> **The problem**
Print the entries exactly as given.

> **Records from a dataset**

PR #7126, opened 2025-11-19
impr(words-filter): add 'exact match only' checkbox (@Leonabcd123)

Leonabcd123:
### Description

Added a checkbox in the words filter modal that allows the user to make all characters not in the include list be excluded.

Implements #5970

### DIFF
--- a/frontend/src/ts/modals/word-filter.ts
+++ b/frontend/src/ts/modals/word-filter.ts
@@ -16,8 +16,15 @@ import { LayoutObject } from "@monkeytype/schemas/layouts";
 type FilterPreset = {
   display: string;
   getIncludeString: (layout: LayoutObject) => string[][];
-  getExcludeString?: (layout: LayoutObject) => string[][];
-};
+} & (
+  | {
+      exactMatch: true;
+    }
+  | {
+      exactMatch?: false;
+      getExcludeString?: (layout: LayoutObject) => string[][];
+    }
+);
 
 const exactMatchCheckbox = $("#wordFilterModal #exactMatchOnly");
 
@@ -29,6 +36,7 @@ const presets: Record<string, FilterPreset> = {
       const homeKeysRight = layout.keys.row3.slice(6, 10);
       return [...homeKeysLeft, ...homeKeysRight];
     },
+    exactMatch: true,
   },
   leftHand: {
     display: "left hand",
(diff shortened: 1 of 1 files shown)


Miodec:
Pretty good so far, could you:
 - make sure to reset the exclude field when applying a preset
 - maybe make the presets use the new checkbox instead of having to define `getExcludeString`?

Leonabcd123:
I'm guessing you meant to say that the checkbox should be checked after applying a preset? Otherwise both of these requests conflict (we set the checkbox to unchecked when applying the preset just to set it to checked again to replace `getExcludeString`).

If I misunderstood you, we can rollback to 2b7e45040a0fb3a1a0db05529ea6c7456d755b1a which unchecks the checkbox when we apply a preset.

Miodec:
> make sure to reset the exclude field when applying a preset

Oops, i meant uncheck the checkbox.

But yeah, they are kinda conflict. So, to reiterate:

 - add support for presets either specifying a exclude string OR setting the checkbox to true. 
 - convert existing presets to check the checkbox instead of specifying the exclude string

That way in the future, we have both options when adding presets.

frontend/src/ts/modals/word-filter.ts
```diff
@@ -16,9 +16,11 @@ import { LayoutObject } from "@monkeytype/schemas/layouts";
 type FilterPreset = {
   display: string;
   getIncludeString: (layout: LayoutObject) => string[][];
-  getExcludeString: (layout: LayoutObject) => string[][];
+  getExcludeString?: (layout: LayoutObject) => string[][];
 };
```
Miodec: Make this type 

```ts
type FilterPreset = {
  display: string;
  getIncludeString: (layout: LayoutObject) => string[][];
} & ({
  getExcludeString?: (layout: LayoutObject) => string[][];
} | {
  exactMatch?: true
});
```

then based on `exactMatch` check the checkbox when applying the preset.

Miodec:
Sorry, gonna use your PR as a bit of a CI testing ground (i broke something).

frontend/src/ts/modals/word-filter.ts
Leonabcd123: Typescript really hates this.

Miodec: Ah sorry, gave you the wrong type. Helped you out a little and commited the fix.

Leonabcd123: Thanks!

Miodec (approved):
Thanks

PR #7128, opened 2025-11-20
fix(keymap): prevent tilde key from highlighting entire keymap (@LodunCoombs)

LodunCoombs:
Fixed a bug where pressing the tilde key (`~`) would highlight every single key on the virtual keymap.

This occurred because the previous logic used a "contains" CSS selector (`[data-key*="key"]`). Since key data is delimited by `~~`, for example, `a~~A`, searching for `~` matched the delimiter in every single key.

**Changes:**
Created a `findKeyElements` helper function to filter keys logically.
Instead of a string match, it now splits the `data-key` value and checks for an exact match in the array.
Refactored `highlightKey` and `flashKey` to use this new helper, so only the correct key lights up.

### Checks

- [x] Make sure the PR title follows the Conventional Commits standard.

### DIFF
--- a/frontend/src/ts/elements/keymap.ts
+++ b/frontend/src/ts/elements/keymap.ts
@@ -17,7 +17,7 @@ import { areSortedArraysEqual } from "../utils/arrays";
 import { LayoutObject } from "@monkeytype/schemas/layouts";
 import { animate } from "animejs";
 
-export const keyDataDelimiter = "~~";
+export const keyDataDelimiter = "\uE000";
 
 const stenoKeys: LayoutObject = {
   keymapShowTopRow: true,
@@ -65,12 +65,6 @@ function findKeyElements(char: string): JQuery {
 
   if (char === '"') {
     return $(`#keymap .keymapKey[data-key*='${char}']`);
-  }
-
-  if (char === "~") {
-    return $(
-      `#keymap .keymapKey[data-key*="~~~"], #keymap .keymapKey[data-key="~"]`
-    );
   }
 
   return $(`#keymap .keymapKey[data-key*="${char}"]`);


frontend/src/ts/elements/keymap.ts
```diff
@@ -58,27 +58,29 @@ const stenoKeys: LayoutObject = {
   },
 };
 
+function findKeyElements(char: string): JQuery {
```
fehmer, line 61: This fix is not flashing/highlighting the  `~` key anymore.

extracting the findKeyElements is a good idea. What about keeping the selector and just add a special handling the  tilde key ?
 
```typescript

function findKeyElements(currentKey: string): JQuery {
  if (currentKey === " ") {
    return $("#keymap .keySpace");
  }
  
  if (currentKey === '"') {
    return $(`#keymap .keymapKey[data-key*='${currentKey}']`);
  }

  if (currentKey === "~") {
    return $(`#keymap .keymapKey[data-key*="~~~"]`);
  }

  return $(`#keymap .keymapKey[data-key*="${currentKey}"]`);
}

```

> **Task answer**
PR #7126, opened 2025-11-19
impr(words-filter): add 'exact match only' checkbox (@Leonabcd123)

Leonabcd123:
### Description

Added a checkbox in the words filter modal that allows the user to make all characters not in the include list be excluded.

Implements #5970

### DIFF
--- a/frontend/src/ts/modals/word-filter.ts
+++ b/frontend/src/ts/modals/word-filter.ts
@@ -16,8 +16,15 @@ import { LayoutObject } from "@monkeytype/schemas/layouts";
 type FilterPreset = {
   display: string;
   getIncludeString: (layout: LayoutObject) => string[][];
-  getExcludeString?: (layout: LayoutObject) => string[][];
-};
+} & (
+  | {
+      exactMatch: true;
+    }
+  | {
+      exactMatch?: false;
+      getExcludeString?: (layout: LayoutObject) => string[][];
+    }
+);
 
 const exactMatchCheckbox = $("#wordFilterModal #exactMatchOnly");
 
@@ -29,6 +36,7 @@ const presets: Record<string, FilterPreset> = {
       const homeKeysRight = layout.keys.row3.slice(6, 10);
       return [...homeKeysLeft, ...homeKeysRight];
     },
+    exactMatch: true,
   },
   leftHand: {
     display: "left hand",
(diff shortened: 1 of 1 files shown)


Miodec:
Pretty good so far, could you:
 - make sure to reset the exclude field when applying a preset
 - maybe make the presets use the new checkbox instead of having to define `getExcludeString`?

Leonabcd123:
I'm guessing you meant to say that the checkbox should be checked after applying a preset? Otherwise both of these requests conflict (we set the checkbox to unchecked when applying the preset just to set it to checked again to replace `getExcludeString`).

If I misunderstood you, we can rollback to 2b7e45040a0fb3a1a0db05529ea6c7456d755b1a which unchecks the checkbox when we apply a preset.

Miodec:
> make sure to reset the exclude field when applying a preset

Oops, i meant uncheck the checkbox.

But yeah, they are kinda conflict. So, to reiterate:

 - add support for presets either specifying a exclude string OR setting the checkbox to true. 
 - convert existing presets to check the checkbox instead of specifying the exclude string

That way in the future, we have both options when adding presets.

frontend/src/ts/modals/word-filter.ts
```diff
@@ -16,9 +16,11 @@ import { LayoutObject } from "@monkeytype/schemas/layouts";
 type FilterPreset = {
   display: string;
   getIncludeString: (layout: LayoutObject) => string[][];
-  getExcludeString: (layout: LayoutObject) => string[][];
+  getExcludeString?: (layout: LayoutObject) => string[][];
 };
```
Miodec: Make this type 

```ts
type FilterPreset = {
  display: string;
  getIncludeString: (layout: LayoutObject) => string[][];
} & ({
  getExcludeString?: (layout: LayoutObject) => string[][];
} | {
  exactMatch?: true
});
```

then based on `exactMatch` check the checkbox when applying the preset.

Miodec:
Sorry, gonna use your PR as a bit of a CI testing ground (i broke something).

frontend/src/ts/modals/word-filter.ts
Leonabcd123: Typescript really hates this.

Miodec: Ah sorry, gave you the wrong type. Helped you out a little and commited the fix.

Leonabcd123: Thanks!

Miodec (approved):
Thanks

PR #7128, opened 2025-11-20
fix(keymap): prevent tilde key from highlighting entire keymap (@LodunCoombs)

LodunCoombs:
Fixed a bug where pressing the tilde key (`~`) would highlight every single key on the virtual keymap.

This occurred because the previous logic used a "contains" CSS selector (`[data-key*="key"]`). Since key data is delimited by `~~`, for example, `a~~A`, searching for `~` matched the delimiter in every single key.

**Changes:**
Created a `findKeyElements` helper function to filter keys logically.
Instead of a string match, it now splits the `data-key` value and checks for an exact match in the array.
Refactored `highlightKey` and `flashKey` to use this new helper, so only the correct key lights up.

### Checks

- [x] Make sure the PR title follows the Conventional Commits standard.

### DIFF
--- a/frontend/src/ts/elements/keymap.ts
+++ b/frontend/src/ts/elements/keymap.ts
@@ -17,7 +17,7 @@ import { areSortedArraysEqual } from "../utils/arrays";
 import { LayoutObject } from "@monkeytype/schemas/layouts";
 import { animate } from "animejs";
 
-export const keyDataDelimiter = "~~";
+export const keyDataDelimiter = "\uE000";
 
 const stenoKeys: LayoutObject = {
   keymapShowTopRow: true,
@@ -65,12 +65,6 @@ function findKeyElements(char: string): JQuery {
 
   if (char === '"') {
     return $(`#keymap .keymapKey[data-key*='${char}']`);
-  }
-
-  if (char === "~") {
-    return $(
-      `#keymap .keymapKey[data-key*="~~~"], #keymap .keymapKey[data-key="~"]`
-    );
   }
 
   return $(`#keymap .keymapKey[data-key*="${char}"]`);


frontend/src/ts/elements/keymap.ts
```diff
@@ -58,27 +58,29 @@ const stenoKeys: LayoutObject = {
   },
 };
 
+function findKeyElements(char: string): JQuery {
```
fehmer, line 61: This fix is not flashing/highlighting the  `~` key anymore.

extracting the findKeyElements is a good idea. What about keeping the selector and just add a special handling the  tilde key ?
 
```typescript

function findKeyElements(currentKey: string): JQuery {
  if (currentKey === " ") {
    return $("#keymap .keySpace");
  }
  
  if (currentKey === '"') {
    return $(`#keymap .keymapKey[data-key*='${currentKey}']`);
  }

  if (currentKey === "~") {
    return $(`#keymap .keymapKey[data-key*="~~~"]`);
  }

  return $(`#keymap .keymapKey[data-key*="${currentKey}"]`);
}

```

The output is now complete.